Problem statement :: Your job is to copy every line in the material containing the word "frontend".

Records for this exercise ::
PR #1972, opened 2023-11-01
introduce docker

mcluseau:
Hi strongSwan devs :)

I would like to know if there's interest in docker support upstream.

I've made some work here to build alpine-based container images. There's a Dockerfile for the "build from source case" (`Dockerfile`) and another one for the "build from release" (`Dockerfile.release`) with a build-arg to select the release to build.

They have a lot in common so they're an assembly built by `docker/Makefile`.

There's some preliminary work to try to use the existing tests in a docker environment, but it's not finished.

I'm opening this PR to get some feedback, as it's in WIP state.

Thanks!

### DIFF
--- a/.dockerignore
+++ b/.dockerignore
@@ -1,0 +1,3 @@
+Dockerfile
+Dockerfile.release
+docker/Dockerfile*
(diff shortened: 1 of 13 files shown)


tobiasbrunner:
@cla-bot check

PR #2005, opened 2023-11-20
Extend strongSwan Android frontend with managed configuration support

mpfeiffermway:
This adds support for [managed configuration](https://developer.android.com/work/managed-configurations) to the Android frontend of strongSwan. This allows administrators to remotely configure the strongSwan app, when installed on an Android device enrolled through Android Enterprise.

Exercise result ::
Extend strongSwan Android frontend with managed configuration support
This adds support for [managed configuration](https://developer.android.com/work/managed-configurations) to the Android frontend of strongSwan. This allows administrators to remotely configure the strongSwan app, when installed on an Android device enrolled through Android Enterprise.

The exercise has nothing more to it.